Oh, did I ever underestimate the number and scope of views in Canada after Sept. 11 that were hostile or cynical about our big neighbour as a force for good in the world and either dubious of, or against, any substantial role by our military in rubbing out the terrorists.

It's suddenly popular to urge examination of the "root causes" of so much anti-Americanism in the world and notably in Canada.

It is true, of course, that colonial Canada and federal Canada emerged because of fears of America. Our politics has never been without stern critics of the U.S.. Long ago its themes were steeped with British loyalties; more recently the radical left in our politics has seen American corporate giganticism and rampant individualism as ruinous to social responsibility in Canada.

Despite the long tale of anti-Americanism here, I think the trend which McDonough, Thobani, etc. signify is rather recent, beginning to shape in the 1960s with the Pearson government's determination to examine the unity question.

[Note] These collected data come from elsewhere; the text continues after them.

PR #717, opened 2024-10-23
[BFCL] Chore: Separate out Func Doc for Multi-Turn Categories

HuanzhiMao:
This PR separates out the function doc for the multi-turn categories from the dataset file itself. This helps view the changes; otherwise, the git diff would load forever. 
This PR will not affect the leaderboard score.


CharlieJCJ (approved):
LGTM

PR #719, opened 2024-10-24
[BFCL] Multi Turn Dataset and Possible Answer Fix (Base Category)

HuanzhiMao:
This PR addresses a few issues with the base multi turn entries:

1. Some initial config values are in the wrong format, and would result in execution error even when running the ground truth function calls in order.
2. Some entries in the initial config are not used by the `_load_scenario` method.
3. Some ground truth function calls have wrong parameter values, and would result in `{"error": "xxx"}` when executed.
4. Some functions are unreasonable in a real-life setting with its parameter or its functionality.

After this PR, all info in the initial config are used, and the ground truth function calls will not results in any error when executed in order.

This is part of the effort to thoroughly bug fix the multi turn categories. We will have more PR coming in the next few days. 

---------

Co-authored-by: Charlie Cheng-Jie Ji <55744150+CharlieJCJ@users.noreply.github.com>
Co-authored-by: Fanjia-Yan <78303449+Fanjia-Yan@users.noreply.github.com>
Co-authored-by: VishnuSuresh27 <112032533+VishnuSuresh27@users.noreply.github.com>


CharlieJCJ (approved):
Suggested changes in Message API. 

**LGTM**, clear from dataset validation tests.

PR #720, opened 2024-10-24
[BFCL] Adding New Model GoGoAgent

RogueTensor:
GoGoAgent.ai provides an API endpoint that is supported by the Bittensor AI ecosystem.
We don't (nor do we have plans to) charge for use at the moment and users can login to get an API key.
I'll share an API key in discord soon.


HuanzhiMao (approved):
Thanks for the PR @RogueTensor !
LGTM

PR #723, opened 2024-10-29
[BFCL] Multi Turn Dataset Fix (Base Category)

HuanzhiMao:
This PR fixes the ambiguous prompt issue and some wrong ground truth issues for the multi_turn_base category. After this PR, the multi_turn_base entries should be bug-free.

Following #719 and #722 , this is also part of the effort to thoroughly bug fix the multi turn categories. We will have more PR coming in the next few days. 

---------

Co-authored-by: Charlie Cheng-Jie Ji <55744150+CharlieJCJ@users.noreply.github.com>
Co-authored-by: Fanjia-Yan <78303449+Fanjia-Yan@users.noreply.github.com>
Co-authored-by: VishnuSuresh27 <112032533+VishnuSuresh27@users.noreply.github.com>

PR #724, opened 2024-10-29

Thus began the popularization of multiculturalism as a policy. Then came the turning away of Pierre Trudeau and Chretien in 1969 from their own radical plan to shift Indian affairs from a basis in reservations to open, equal citizenship for Indians everywhere. Instead they chose a policy described as "citizens plus."

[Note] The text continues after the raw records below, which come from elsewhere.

PR #730, opened 2024-10-31
[BFCL] Patch #724

HuanzhiMao:
This PR fixes an issue introduced in #724. We need to preserve the original `func_call` to avoid errors during evaluation.
`func_call` should be like `xxxx_instance.cd(folder='document')` so that when `eval(func_call)`, the `cd` method is invoked. Without the patch, `func_call` would become `cd` and thus resulting in variable not found error.

### DIFF
--- a/berkeley-function-call-leaderboard/bfcl/eval_checker/multi_turn_eval/multi_turn_utils.py
+++ b/berkeley-function-call-leaderboard/bfcl/eval_checker/multi_turn_eval/multi_turn_utils.py
@@ -77,16 +77,18 @@ def execute_multi_turn_func_call(
 
         # Evaluate the function call
         try:
+            # We need to make a copy here because otherwise the `eval(func_call)` would error. 
+            func_call_copy = func_call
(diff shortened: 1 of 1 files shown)


berkeley-function-call-leaderboard/bfcl/eval_checker/multi_turn_eval/multi_turn_utils.py
```diff
@@ -77,16 +77,18 @@ def execute_multi_turn_func_call(
 
         # Evaluate the function call
         try:
+            # We need to make a copy here because otherwise the `eval(func_call)` would error. 
+            func_call_copy = func_call
```
budhiraja, line 81: shouldn't this be copy.deepcoopy(func_call) ?

budhiraja: actually nevermind, strings are good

Then in the '80s, Parliament enshrined these rights of aborigines, and those of women, homosexuals, visible minorities and the disabled in the Charter of Rights, bringing them under the provenance of judicial decisions. Along with the judicial writ to interpret aboriginalism, ethnicity, racism, and discrimination, there also developed a practice by federal, provincial, and city governments of regular financial support for a host of organizations.

So there emerged a lot of so-called "non-governmental organizations." These became "stakeholders" with a voice which got hearing over almost every matter of legislative intention and report.

In short, since the mid-1960s a host of continuing political lobbies has emerged, financed in part or wholly by governments and given recognized standing at conferences, inquiries, and in preparation of legislation. Vis-a-vis these lobbyists, the roles of both political parties and of most members of Parliament and legislatures became less significant in policy development and scrutiny of spending. Governments, notably in their senior mandarinates and their elected leaders, have become more attuned to the NGOs. Of course, they also follow opinion polling on signifcant issues and decisions.

Those of us in middle years or older readily recognize the most vociferous among the such activist lobbies of recent years have been the feminists, the gays and lesbians, the conservationists, and the aboriginals. And all four - but most notably, the feminists - have done much to popularize and expose us to the views about the U.S. put boldly and so widely approved by the aggressive Thobani, McDonough, and Rebick.